In the diagram below. you are given circles O and P, externally tangent at B. Circle O is tangent to two sides of rectangle DEFG, and circle P is tangent to three sides of the rectangle, as shown. Find the measure of angle ABC.

It is quite surprising that you don’t need to be given any measurements to answer the problem. (But no fair using that fact in your proof; that is, you can’t just prove a special case such as two circles of equal size.) I also like this problem because it is hard, but not too hard, and because there are several different nice ways to solve it.

A 14. Triangles in a regular hexagon

I came across a neat problem in Quora. When I found it, there were no solutions, and with crucial help from my student Apratim Roy, I was able to find a very elegant solution. Unfortunately, when I went back to Quora I was unable to find the original problem, so I cannot give credit to the proposer. If anyone wants, send me an email and I will send you my solution, or provide a hint.

Here is the problem: Let ABCDEF be a regular hexagon, and P a point inside the hexagon. Suppose Area(PAB) = 3, Area(PCD) = 5, and Area(PEF) = 8. Find Area(PBC).

E33. Tiling a checkerboard

This problem was shown to me by my student, Apratim Roy. Though it involves only elementary concepts, I found it rather difficult, and thought the solution was very surprising and elegant.

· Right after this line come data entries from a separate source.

PR #356, opened 2025-05-01
make ID serialize with page model

jonathanmelitski:
Include the `id` field in the JSON response for wrapped pages.


dr-Jess (approved):
Looks fine. If it doesn't work will roll back

PR #391, opened 2016-08-30
management/osimage: implement ShareImage

mischief:


ahmetalpbalkan:
@mischief Hmm these are actually private APIs, right? I'm not actually sure we should be sharing these publicly. The `ShowInGui` field in the other PR you submitted looks like also a part of the private APIs.

@paulmey wdyt, should we merge? We OSS'd azure-extensions-cli, which also contained private APIs because publisher subscriptions have to be whitelisted anyway. I think the same applies here.

paulmey:
I don't think it belongs in this SDK if it's not part of the public API set. Maybe start an SDK for image/extension publishing?

ahmetalpbalkan:
Agreed. @mischief I encourage you to develop your own package by extending the `management` package with the methods/types you're contributing here. To change existing types, I recommend copying them to your fork. 

To see this in practice: https://github.com/Azure/azure-extensions-cli/blob/master/sdk.go

mischief:
this decision is somewhat confusing, considering the same API calls were added to https://github.com/Azure/azure-sdk-for-python/pull/497, but as you wish.

ahmetalpbalkan:
@mischief we can always reevaluate.

IMO, adding these to general-purpose Python SDK was not the right move either. My argument is, the cost of maintenance and it will look confusing for users (they will naturally think they can use a method named `PublishImage`). We even kept the methods I linked above outside the SDK.

Perhaps @huguesv who merged to Python can provide input.

PR #392, opened 2016-08-30
management/osimage: fix field ordering and set omitempty for optional fields

mischief:
with the old ordering, the azure api would reject POST requests from
AddOSImage.


mischief:
forgot to mention i've added `ShowInGui` which is not listed as optional in the docs for the api call.

ahmetalpbalkan:
Closing as Private API. https://github.com/Azure/azure-sdk-for-go/pull/391#issuecomment-243882801

PR #394, opened 2016-09-02
Version v5.0.0-beta

garimakhulbe:
1.This PR includes fix for name conflicts in swagger types and variables/methods defined by us in Go SDK(UserAgent(), Version(), etc..). 
For duplicate types, it will add package name in type name, for example `Version` type from swagger conflicts with function `Version()`  therefore update to..
```Go
type VersionServerMangement struct {
	Major         *int32 `json:"major,omitempty"`
	Minor         *int32 `json:"minor,omitempty"`
        .....
}
```
```Go
// PowerShellSessionResourceProperties is
type PowerShellSessionResourceProperties struct {
       ....
	Version              *VersionServerManageMent  `json:"version,omitempty"`
	.....
}
```
For enum duplicates, enum type is being added to name. 

```Go
const (
	....
	// StateNew specifies the state new state for state.
	StateNew State = "New"  

     // Earlier
   New State = "New"  //conflicting with method New()
	...
```

2.Added check to not trim package name if group name is plural of package name.
We trim package name from method group name to avoid lint error in go.

> Storage.StorageAccounts  (golint error for stuttering name)  ---> Storage.Accounts

There is new swagger for `EventHub` and it has method group `EventHubs`. After trimming package name from group `EventHubs`... 
> EventHubs -> s ( again results in lint error for improper name)

To avoid this, I have added a check for plural before trim.

3.Removed Container Service until it is discussion. 

4.New APIs added: Server management, Datalake Analytics - Account and Job, Eventhub.


garimakhulbe:
@vishrutshah @mcardosos Please review this PR.

arm/compute/containerservice/client.go
```diff
@@ -1,44 +0,0 @@
-// Package compute implements the Azure ARM Compute service API version
-// 2016-03-30.
```
mcardosos: I'm not a big fan of removing everything from container service

mcardosos:
> }

Aren't account.go and client.go too similar?

---
Refers to: arm/datalake-store/account/account.go:31 in 2567707. [](commit_id = 2567707433bedd9c9900c86e61c3c649df575774, deletion_comment = False)

arm/resources/subscriptions/models.go
```diff
@@ -24,6 +24,35 @@ import (
...
+	// limit.
+	CurrentPeriodOff SpendingLimit = "CurrentPeriodOff"
+	// Off specifies the off state for spending limit.
+	Off SpendingLimit = "Off"
+	// On specifies the on state for spending limit.
+	On SpendingLimit = "On"
+)
+
+// tate enumerates the values for tate.
+type tate string
```
mcardosos: >tate [](start = 5, length = 4)

state?

garimakhulbe: Found it. Its a new swagger and enum type name is `SubscriptionState` and package name is `Subsciptions`, therefore when we trim package name, it becomes `tate`. It was string type before so we did not do any stuttering type check earlier.

arm/compute/version.go
```diff
@@ -24,7 +24,7 @@ import (
 
 const (
 	major = "4"
-	minor = "0"
+	minor = "1"
```
vishrutshah: Shouldn't removal of entire service be considered as breaking change then we must increase major version.

arm/compute/containerservice/client.go
vishrutshah: Do we have any plan to enable this service after removal?

arm/datalake-analytics/job/client.go
```diff
@@ -0,0 +1,583 @@
+// Package job implements the Azure ARM Job service API version
```
vishrutshah: datalake-analytics Job is not an management service. It should not exists in the ARM namespace.

arm/datalake-store/filesystem/version.go
```diff
@@ -24,7 +24,7 @@ import (
```
vishrutshah: datalake-store catalog and filesystem are not an management service. It should not exists in the ARM namespace.

arm/eventhub/eventhubs.go
```diff
@@ -0,0 +1,764 @@
...
+		result.Response = autorest.Response{Response: resp}
+		return result, autorest.NewErrorWithError(err, "eventhub.EventHubsClient", "ListKeys", resp, "Failure sending request")
+	}
+
+	result, err = client.ListKeysResponder(resp)
+	if err != nil {
+		err = autorest.NewErrorWithError(err, "eventhub.EventHubsClient", "ListKeys", resp, "Failure responding to request")
+	}
+
+	return
```
vishrutshah: May be i am confused. Should this return `results` ?

arm/network/client.go
```diff
@@ -1,5 +1,5 @@
 // Package network implements the Azure ARM Network service API version
-// 2016-06-01.
+// 2016-09-01.
 //
```
vishrutshah: Did you know whether there were any breaking changes between 2016-07-01 & 2016-09-01?

CHANGELOG.md
```diff
@@ -1,11 +1,28 @@
 # CHANGELOG
 
 -----
+## `v4.1.0-beta`
+
+| api                           | version             | note     |
+|:------------------------------|:--------------------|:---------|
+| arm/network                   | 2016-09-01          | updated  |
```
vishrutshah: Are there any reasons for updating version of all the services if no changes detected? Just curious about teams initial reasoning.

vishrutshah:
@garimakhulbe I've left some minor comments. Other changes look good. Thanks!

arm/eventhub/eventhubs.go
mcardosos: It returns result :D (that's why the return types have names)

vishrutshah: Cool :)

CHANGELOG.md
garimakhulbe: I think this is because we don't release individual API packages instead sdk as a whole.

arm/network/client.go
garimakhulbe: I can see some new fields added.

> AcceleratedNetworkingEnabled *bool                       `json:"acceleratedNetworkingEnabled,omitempty"`

arm/compute/containerservice/client.go
garimakhulbe: It depends on when core team updates CompositeSwagger modeler. ACS will be added after that.

arm/resources/subscriptions/models.go
garimakhulbe: I revert API version to 2015-.. because I am not sure how we are going to handle this case. It is not a bug, it is the way we handle stuttering types.

We remove package name from type names to avoid stuttering type golint error.
For example, if there is a swagger for API ABC and it has type ABCAccount, then to use this type in go `ABC.ABCAccount` which gives golint error. To avoid this, we trim the package name in typenames. `ABCAccount` -> `Account`.

In this case, `tate`..
package: `subscriptions`
Enum type: `SubscriptionState` -> after trimming `subscriptions`, it becomes `tate`.

arm/compute/version.go
garimakhulbe: Baumped up to 5.0.0.

garimakhulbe:
@mcardosos @vishrutshah 
Please take a look.

CHANGELOG.md
```diff
@@ -1,11 +1,28 @@
...
+| arm/resources/subscriptions   | 2016-06-01          | updated  |
```
mcardosos: Subscription stayed the same
Also, update arm packages list in README

garimakhulbe:
@mcardosos @vishrutshah 
This PR is complete. Only pending is to decide where we are going to put `datalake-analytics` and `datalake-store` in SDK as you commented they are not part of ARM. IMO it should be consistent with other SDKs but let me know how you want to proceed in this.

arm/compute/containerservice/client.go
vishrutshah: @garimakhulbe Just FYI: please let @mcardosos & @jhendrixMSFT know who is the point of contact from core team (who knows about this) tracking this so that they know whom to talk to.

stack72:
Any reason why we are jumping so fast from 4.0 to 5.0? This feels like a lot of changes in a short period of time - I understand that this is all still classed as beta, but there are still some tools that depend on the SDKs

garimakhulbe:
We removed Container Service from SDK until we get that finalized internally. That might a breaking change for some of users so bumped up the version.

garimakhulbe:
@jhendrixMSFT @mcardosos Please take a look now.

jhendrixMSFT:
Is the commit hash from the API specs repo captured anywhere?  I was discussing this with @mcardosos yesterday, it would be great if we could include this in the commit notes.

garimakhulbe:
I will add it in Changelog.md.

mcardosos:
LGTM, just waiting for travis :D

jhendrixMSFT:
Thanks for adding, this will help with testing changes to the Go generator for a given SDK.  Changes look good to me.

PR #395, opened 2016-09-06
Add more file storage share operations

enieuw:


ahmetalpbalkan:
@enieuw can you please write tests in `file_test.go` for these?

storage/file.go
```diff
@@ -55,6 +170,58 @@ func (f FileServiceClient) createShare(name string) (*storageResponse, error) {
 	return f.client.exec("PUT", uri, headers, nil)
 }
 
+// GetShareProperties provides various information about the specified
+// file. See https://msdn.microsoft.com/en-us/library/azure/dn689099.aspx
+func (f FileServiceClient) GetShareProperties(name string) (*ShareProperties, error) {
+	verb := "HEAD"
```
garimakhulbe: @enieuw Can we have this directly in `.exec` instead of defining it here like we did in other places?

```Go
resp, err := f.client.exec("PUT", uri, headers, nil)
return f.client.exec("DELETE", uri, f.client.getStandardHeaders(), nil)
```

storage/file.go
```diff
@@ -55,6 +170,58 @@ func (f FileServiceClient) createShare(name string) (*storageResponse, error) {
...
+// SetShareProperties replaces the ShareHeaders for the specified file.
+//
+// Some keys may be converted to Camel-Case before sending. All keys
+// are returned in lower case by SetShareProperties. HTTP header names
+// are case-insensitive so case munging should not matter to other
+// applications either.
+//
+// See https://msdn.microsoft.com/en-us/library/azure/mt427368.aspx
+func (f FileServiceClient) SetShareProperties(name string, shareHeaders ShareHeaders) error {
+	params := url.Values{"restype": {"share"}, "comp": {"properties"}}
```
garimakhulbe: @enieuw Can we add these attributes using `values.set()` method instead of hard coding them? It improves readability and correct way of adding `values`.

enieuw:
@ahmetalpbalkan @garimakhulbe I've updated the PR with your suggestions.

One test does seem to be failing because the environment the tests are run against isn't empty. The StorageFileSuite. TestListShares creates a share and then uses ListShares to verify if the share was actually created but in the travis build it detects two more shares which are not created from the unit tests causing it to fail. The tests run fine if I run them on an empty storage account. Can you remove the shares from the storage account used for tests?

garimakhulbe:
@enieuw I have removed the extra shares. Can you start build again?

ahmetalpbalkan:
@garimakhulbe Please don't do such manual tasks. That's not the right way to fix this.

@enieuw Tests should be cleaning up the test shares before the file storage test suite starts. We have code doing this in blob_test.go. You can take a look and copy it from there.

enieuw:
@ahmetalpbalkan Do you want me to remove all existing shares before starting the unit tests? That seems rather odd to me as I assumed every run of the testsuite would get a fresh storage account.  Blindly removing all shares seems rather dangerous to me because if a user that isn't aware of this fact runs the tests on an existing storage account they might nuke data left on shares. 

I've modified the unit tests to make use of the prefix functionality to filter out any shares not created by the tests. This will ensure no user data gets deleted and will clean up any dangling shares that might have been left after an interrupted run.

garimakhulbe:
@enieuw Removing test shares might affect parallel running travis builds else its fine since its a test account. `prefix` option seems fine to me.

garimakhulbe:
Thanks for your contribution.

PR #405, opened 2016-09-27
Update dependent packages versions.

jhendrixMSFT:
To pick up the fix made in https://github.com/Azure/go-autorest/pull/89.


jhendrixMSFT:
@garimakhulbe Here's the version bump.

garimakhulbe:
Thanks!

PR #411, opened 2016-10-05
Generate the KeyVault data plane client

cosmincojocar:
I placed KeyVault data plane client in a different folder than KeyVault management client. This is similar with the structure of storage clients.


garimakhulbe:
@cosmincojocar Thank you for your contribution. We will look into this. 

@Azure/go-admins please check if we have swagger exist for this and if not can we do this using swagger.

mcardosos:
> 	DefaultBaseURI = "http://localhost"

I think this extension needs to be implemented in AutoRest first
[https://github.com/Azure/azure-rest-api-specs/blob/master/documentation/swagger-extensions.md#x-ms-parameterized-host](https://github.com/Azure/azure-rest-api-specs/blob/master/documentation/swagger-extensions.md#x-ms-parameterized-host)

---
Refers to: keyvault/client.go:39 in c4392c0. [](commit_id = c4392c0e10e61187e51e6749cc690a9d961554e8, deletion_comment = False)

mcardosos:
I think [x-parameterized-host](https://github.com/Azure/azure-rest-api-specs/blob/master/documentation/swagger-extensions.md#x-ms-parameterized-host) needs to be implemented in AutoRest first
This is regarding `DefaultBaseURI` in `client.go`

colemickens:
1. Was this hand-edited after generating? If so, why?

2. Why is this in a separate package? It looks be to be data plane AND control plane... and we already have control plane in `arm/keyvault`. That seems bad.

cosmincojocar:
The code is entirely generated from https://github.com/Azure/azure-rest-api-specs/blob/master/keyvault/2015-06-01/swagger/keyvault.json. Only the version.go was added manually since autorest does not generate this file. 

In addition go fmt was applied since the generated code does seems to be formatted.

@colemickens 
There are two different swagger specs for KeyVault:
-  control plane: https://github.com/Azure/azure-rest-api-specs/blob/master/arm-keyvault/2015-06-01/swagger/keyvault.json
- data plane: https://github.com/Azure/azure-rest-api-specs/blob/master/keyvault/2015-06-01/swagger/keyvault.json

It would be nice to have them unified, because otherwise is not so easy to generated both clients in the same package.

mcardosos:
Hello!
Most of the time we use the [rakefile](https://github.com/Azure/autorest/blob/master/src/generator/AutoRest.Go/rakefile.rb) to regen the SDK `rake SDK_VERSION=3.14.16` :) I sent a [PR](https://github.com/Azure/autorest/pull/1501) to AutoRest so it is easy to regen dataplane too.
The `version.go` file should always be AutoRest generated.

keyvault/version.go
```diff
@@ -0,0 +1,43 @@
...
+)
+
+const (
+	major = "5"
+	minor = "0"
+	patch = "0"
+	// Always begin a "tag" with a dash (as per http://semver.org)
+	tag             = "-beta"
+	semVerFormat    = "%s.%s.%s%s"
+	userAgentFormat = "Azure-SDK-for-Go/%s arm-%s/%s"
```
cosmincojocar: That's right.

cosmincojocar:
@mcardosos What about using the acronyms **adp** - Azure Data Plane in the rakefile for data plane packages. This would be similar with the existing naming conversions arm and asm.

cosmincojocar:
What is the resolution of this PR? I seems that the key-vault data plane is not active in gen.go.

mcardosos:
Right now we are not focusing that much on dataplane, and Autorest is not supporting some extensions yet

PR #414, opened 2016-10-11
Added code gen file (original in github.com/Azure/autorest)

mcardosos:
Original PR here...
https://github.com/Azure/autorest/pull/1501


garimakhulbe:
LGTM.

jhendrixMSFT:
LGTM too, ready to merge?

mcardosos:
Not yet D: I discussed with @vishrutshah about creating a new file that does the same, but written in go. What do you think?

jhendrixMSFT:
Would such a conversion make the build script better/easier to maintain?  I get that it makes the repo homogeneous however it seems like it's easier (more natural) to do "buildy" type things in rakefiles than it would be in Go.

vishrutshah:
@jhendrixMSFT I agree with you on simplicity. 
I just had a thought with two questions: 
1. considering packing of the golang, are we ok / Is it good practice to ship ruby file with our go package? 
2. What options gopher prefers for their build infrastructure?

jhendrixMSFT:
@vishrutshah This is a good point, the fact that we've moved this script to the Go SDK repo means it now ships with the SDK which makes it look out-of-place.  What is gopher?

vishrutshah:
@jhendrixMSFT Go's mascot is a [gopher](https://en.wikipedia.org/wiki/Go_(programming_language)#/media/File:Golang.png). I think people who works on go referred as gopher :)

garimakhulbe:
@jhendrixMSFT @vishrutshah Also why we want to ship this build script with SDK? Script is very autorest specific and no use for our users?

jhendrixMSFT:
@garimakhulbe It's not that we want to ship it with the SDK.  I believe the motivation to move it out of the Autorest repo is to make it easier for the Go SDK folks to iterate on it without having to get the Autorest folks involved.

mcardosos:
Translated!

mcardosos:
Ah, Travis is not passing. The gas scanning is throwing issues because I'm using `exec.Command()` with variables as arguments :(

.travis.yml
```diff
@@ -27,3 +29,5 @@ script:
   - go test -v ./management/...
   - test -z "$(golint ./management/... |  grep -v 'should have comment' | grep -v 'stutters' | tee /dev/stderr)"
   - go vet ./management/...
+  - test -z "$(golint ./Gododir/... | tee /dev/stderr)"
+  - go vet ./Gododir/...
```
jhendrixMSFT: nit: fix line ending

rakefile.rb
```diff
@@ -0,0 +1,292 @@
+# This file is use to generate Azure SDK from swagger.
```
jhendrixMSFT: Was the adding of the rake file intentional?

mcardosos: No, I forgot to remove it :p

You are given a standard 8 x 8 checkerboard, with one square removed, and 21 3 x 1 tiles. In other words, there are exactly enough tiles to cover the modified board. Your task is to find a way to do this, without cutting any tile.

(a) Find out what square must be removed for the task to be possible. (4 possible answers).
(b) Describe the tiling. (Many possible answers).

You might guess that the removed square needs to be one of the four corners of the checkerboard, but you would be wrong.

A13. Points of tangency of an ellipse and a circle

Let E be the ellipse with equation x²/4 + y² = 1 and C(r) be the circle with center (1,0) and radius r. For which values of r do the curves E and C(r) have point(s) of tangency?

This is fairly routine, but still a bit challenging to find all solutions.

A12. Fifth powers final digit - generalized.

If numbers are expressed in base b, for which b is it true that n⁵ and n end in the same digit for all positive integers n?
This is an obvious generalization of Problem E32.

E32. Fifth powers final digit

The following rather neat problem occurs in Challenging Problems in Algebra by Alfred S. Posamentier and Charles T. Salkind. I think it is suitable for a bright high school student or, with some hints, even for average high school students.

Prove that n and n⁵ always end in the same digit (in ordinary base-10 representation).